*** RECORDS PROVIDED ***

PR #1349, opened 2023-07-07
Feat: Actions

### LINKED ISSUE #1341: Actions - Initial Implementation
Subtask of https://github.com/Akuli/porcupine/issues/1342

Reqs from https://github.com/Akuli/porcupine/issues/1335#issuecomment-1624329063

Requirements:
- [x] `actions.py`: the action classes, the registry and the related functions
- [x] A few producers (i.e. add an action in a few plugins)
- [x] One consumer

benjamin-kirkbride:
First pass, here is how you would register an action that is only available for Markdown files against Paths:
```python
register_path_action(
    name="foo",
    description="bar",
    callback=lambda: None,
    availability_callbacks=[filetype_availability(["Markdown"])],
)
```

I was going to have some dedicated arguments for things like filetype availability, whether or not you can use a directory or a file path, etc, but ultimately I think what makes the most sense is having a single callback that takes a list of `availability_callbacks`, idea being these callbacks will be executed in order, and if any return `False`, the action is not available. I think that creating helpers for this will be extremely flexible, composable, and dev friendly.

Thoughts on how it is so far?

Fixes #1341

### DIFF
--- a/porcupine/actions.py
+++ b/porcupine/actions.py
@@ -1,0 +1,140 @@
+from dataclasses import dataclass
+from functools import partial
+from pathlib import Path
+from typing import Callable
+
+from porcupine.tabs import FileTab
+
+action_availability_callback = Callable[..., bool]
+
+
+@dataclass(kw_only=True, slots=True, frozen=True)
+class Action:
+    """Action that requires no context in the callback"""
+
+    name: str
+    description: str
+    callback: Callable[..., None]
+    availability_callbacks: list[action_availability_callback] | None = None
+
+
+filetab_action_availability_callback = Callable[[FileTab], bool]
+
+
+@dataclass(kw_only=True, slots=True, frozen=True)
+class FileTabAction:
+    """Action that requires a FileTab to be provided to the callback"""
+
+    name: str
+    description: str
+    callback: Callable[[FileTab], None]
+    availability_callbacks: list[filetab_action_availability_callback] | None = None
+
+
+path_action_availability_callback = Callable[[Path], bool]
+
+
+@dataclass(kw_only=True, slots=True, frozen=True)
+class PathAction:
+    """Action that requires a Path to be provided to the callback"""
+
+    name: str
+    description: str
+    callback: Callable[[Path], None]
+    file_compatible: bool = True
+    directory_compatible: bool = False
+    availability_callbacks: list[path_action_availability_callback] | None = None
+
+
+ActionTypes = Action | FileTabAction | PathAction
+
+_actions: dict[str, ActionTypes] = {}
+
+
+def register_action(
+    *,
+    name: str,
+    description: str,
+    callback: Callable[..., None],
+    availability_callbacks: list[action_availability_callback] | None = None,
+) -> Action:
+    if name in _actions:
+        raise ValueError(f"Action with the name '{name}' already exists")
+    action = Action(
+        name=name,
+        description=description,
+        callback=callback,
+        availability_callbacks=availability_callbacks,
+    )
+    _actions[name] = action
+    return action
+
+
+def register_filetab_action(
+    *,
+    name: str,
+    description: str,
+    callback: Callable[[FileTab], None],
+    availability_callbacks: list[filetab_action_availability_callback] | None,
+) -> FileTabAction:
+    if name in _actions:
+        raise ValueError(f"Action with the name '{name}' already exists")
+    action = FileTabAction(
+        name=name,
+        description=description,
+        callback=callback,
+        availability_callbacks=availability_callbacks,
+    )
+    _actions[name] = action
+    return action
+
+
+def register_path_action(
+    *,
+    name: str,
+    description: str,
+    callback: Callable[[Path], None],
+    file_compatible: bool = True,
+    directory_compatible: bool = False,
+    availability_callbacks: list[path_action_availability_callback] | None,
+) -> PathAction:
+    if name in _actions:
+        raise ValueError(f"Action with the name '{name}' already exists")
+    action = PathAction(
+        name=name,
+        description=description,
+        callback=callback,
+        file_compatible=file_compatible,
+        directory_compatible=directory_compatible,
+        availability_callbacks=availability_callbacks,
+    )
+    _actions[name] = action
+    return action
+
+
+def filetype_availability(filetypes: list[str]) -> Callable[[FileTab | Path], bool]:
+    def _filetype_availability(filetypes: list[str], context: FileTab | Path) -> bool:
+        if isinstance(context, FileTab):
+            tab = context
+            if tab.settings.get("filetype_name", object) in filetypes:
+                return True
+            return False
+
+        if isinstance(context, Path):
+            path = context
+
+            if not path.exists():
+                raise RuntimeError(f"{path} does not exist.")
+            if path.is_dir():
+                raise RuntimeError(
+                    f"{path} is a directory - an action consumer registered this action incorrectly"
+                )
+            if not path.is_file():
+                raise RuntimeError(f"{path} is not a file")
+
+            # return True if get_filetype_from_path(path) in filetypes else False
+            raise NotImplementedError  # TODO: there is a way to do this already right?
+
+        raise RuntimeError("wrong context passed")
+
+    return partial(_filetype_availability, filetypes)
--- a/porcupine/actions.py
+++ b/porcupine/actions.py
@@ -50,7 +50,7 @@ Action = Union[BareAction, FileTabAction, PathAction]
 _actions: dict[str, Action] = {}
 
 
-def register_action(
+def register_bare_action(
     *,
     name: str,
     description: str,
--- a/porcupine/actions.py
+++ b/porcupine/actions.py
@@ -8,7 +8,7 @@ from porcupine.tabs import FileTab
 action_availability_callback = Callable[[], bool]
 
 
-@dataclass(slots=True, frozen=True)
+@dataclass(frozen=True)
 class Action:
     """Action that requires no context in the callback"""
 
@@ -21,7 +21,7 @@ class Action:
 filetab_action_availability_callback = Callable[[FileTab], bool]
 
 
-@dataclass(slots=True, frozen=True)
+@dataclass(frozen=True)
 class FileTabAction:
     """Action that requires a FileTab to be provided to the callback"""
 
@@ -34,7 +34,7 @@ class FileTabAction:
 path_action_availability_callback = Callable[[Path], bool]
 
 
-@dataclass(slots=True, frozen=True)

***

**WHAT THE TASK REQUIRES**
Your reply must repeat the records above exactly and in full.

**WRITTEN ANSWER**
PR #1349, opened 2023-07-07
Feat: Actions

### LINKED ISSUE #1341: Actions - Initial Implementation
Subtask of https://github.com/Akuli/porcupine/issues/1342

Reqs from https://github.com/Akuli/porcupine/issues/1335#issuecomment-1624329063

Requirements:
- [x] `actions.py`: the action classes, the registry and the related functions
- [x] A few producers (i.e. add an action in a few plugins)
- [x] One consumer

benjamin-kirkbride:
First pass, here is how you would register an action that is only available for Markdown files against Paths:
```python
register_path_action(
    name="foo",
    description="bar",
    callback=lambda: None,
    availability_callbacks=[filetype_availability(["Markdown"])],
)
```

I was going to have some dedicated arguments for things like filetype availability, whether or not you can use a directory or a file path, etc, but ultimately I think what makes the most sense is having a single callback that takes a list of `availability_callbacks`, idea being these callbacks will be executed in order, and if any return `False`, the action is not available. I think that creating helpers for this will be extremely flexible, composable, and dev friendly.

Thoughts on how it is so far?

Fixes #1341

### DIFF
--- a/porcupine/actions.py
+++ b/porcupine/actions.py
@@ -1,0 +1,140 @@
+from dataclasses import dataclass
+from functools import partial
+from pathlib import Path
+from typing import Callable
+
+from porcupine.tabs import FileTab
+
+action_availability_callback = Callable[..., bool]
+
+
+@dataclass(kw_only=True, slots=True, frozen=True)
+class Action:
+    """Action that requires no context in the callback"""
+
+    name: str
+    description: str
+    callback: Callable[..., None]
+    availability_callbacks: list[action_availability_callback] | None = None
+
+
+filetab_action_availability_callback = Callable[[FileTab], bool]
+
+
+@dataclass(kw_only=True, slots=True, frozen=True)
+class FileTabAction:
+    """Action that requires a FileTab to be provided to the callback"""
+
+    name: str
+    description: str
+    callback: Callable[[FileTab], None]
+    availability_callbacks: list[filetab_action_availability_callback] | None = None
+
+
+path_action_availability_callback = Callable[[Path], bool]
+
+
+@dataclass(kw_only=True, slots=True, frozen=True)
+class PathAction:
+    """Action that requires a Path to be provided to the callback"""
+
+    name: str
+    description: str
+    callback: Callable[[Path], None]
+    file_compatible: bool = True
+    directory_compatible: bool = False
+    availability_callbacks: list[path_action_availability_callback] | None = None
+
+
+ActionTypes = Action | FileTabAction | PathAction
+
+_actions: dict[str, ActionTypes] = {}
+
+
+def register_action(
+    *,
+    name: str,
+    description: str,
+    callback: Callable[..., None],
+    availability_callbacks: list[action_availability_callback] | None = None,
+) -> Action:
+    if name in _actions:
+        raise ValueError(f"Action with the name '{name}' already exists")
+    action = Action(
+        name=name,
+        description=description,
+        callback=callback,
+        availability_callbacks=availability_callbacks,
+    )
+    _actions[name] = action
+    return action
+
+
+def register_filetab_action(
+    *,
+    name: str,
+    description: str,
+    callback: Callable[[FileTab], None],
+    availability_callbacks: list[filetab_action_availability_callback] | None,
+) -> FileTabAction:
+    if name in _actions:
+        raise ValueError(f"Action with the name '{name}' already exists")
+    action = FileTabAction(
+        name=name,
+        description=description,
+        callback=callback,
+        availability_callbacks=availability_callbacks,
+    )
+    _actions[name] = action
+    return action
+
+
+def register_path_action(
+    *,
+    name: str,
+    description: str,
+    callback: Callable[[Path], None],
+    file_compatible: bool = True,
+    directory_compatible: bool = False,
+    availability_callbacks: list[path_action_availability_callback] | None,
+) -> PathAction:
+    if name in _actions:
+        raise ValueError(f"Action with the name '{name}' already exists")
+    action = PathAction(
+        name=name,
+        description=description,
+        callback=callback,
+        file_compatible=file_compatible,
+        directory_compatible=directory_compatible,
+        availability_callbacks=availability_callbacks,
+    )
+    _actions[name] = action
+    return action
+
+
+def filetype_availability(filetypes: list[str]) -> Callable[[FileTab | Path], bool]:
+    def _filetype_availability(filetypes: list[str], context: FileTab | Path) -> bool:
+        if isinstance(context, FileTab):
+            tab = context
+            if tab.settings.get("filetype_name", object) in filetypes:
+                return True
+            return False
+
+        if isinstance(context, Path):
+            path = context
+
+            if not path.exists():
+                raise RuntimeError(f"{path} does not exist.")
+            if path.is_dir():
+                raise RuntimeError(
+                    f"{path} is a directory - an action consumer registered this action incorrectly"
+                )
+            if not path.is_file():
+                raise RuntimeError(f"{path} is not a file")
+
+            # return True if get_filetype_from_path(path) in filetypes else False
+            raise NotImplementedError  # TODO: there is a way to do this already right?
+
+        raise RuntimeError("wrong context passed")
+
+    return partial(_filetype_availability, filetypes)
--- a/porcupine/actions.py
+++ b/porcupine/actions.py
@@ -50,7 +50,7 @@ Action = Union[BareAction, FileTabAction, PathAction]
 _actions: dict[str, Action] = {}
 
 
-def register_action(
+def register_bare_action(
     *,
     name: str,
     description: str,
--- a/porcupine/actions.py
+++ b/porcupine/actions.py
@@ -8,7 +8,7 @@ from porcupine.tabs import FileTab
 action_availability_callback = Callable[[], bool]
 
 
-@dataclass(slots=True, frozen=True)
+@dataclass(frozen=True)
 class Action:
     """Action that requires no context in the callback"""
 
@@ -21,7 +21,7 @@ class Action:
 filetab_action_availability_callback = Callable[[FileTab], bool]
 
 
-@dataclass(slots=True, frozen=True)
+@dataclass(frozen=True)
 class FileTabAction:
     """Action that requires a FileTab to be provided to the callback"""
 
@@ -34,7 +34,7 @@ class FileTabAction:
 path_action_availability_callback = Callable[[Path], bool]
 
 
-@dataclass(slots=True, frozen=True)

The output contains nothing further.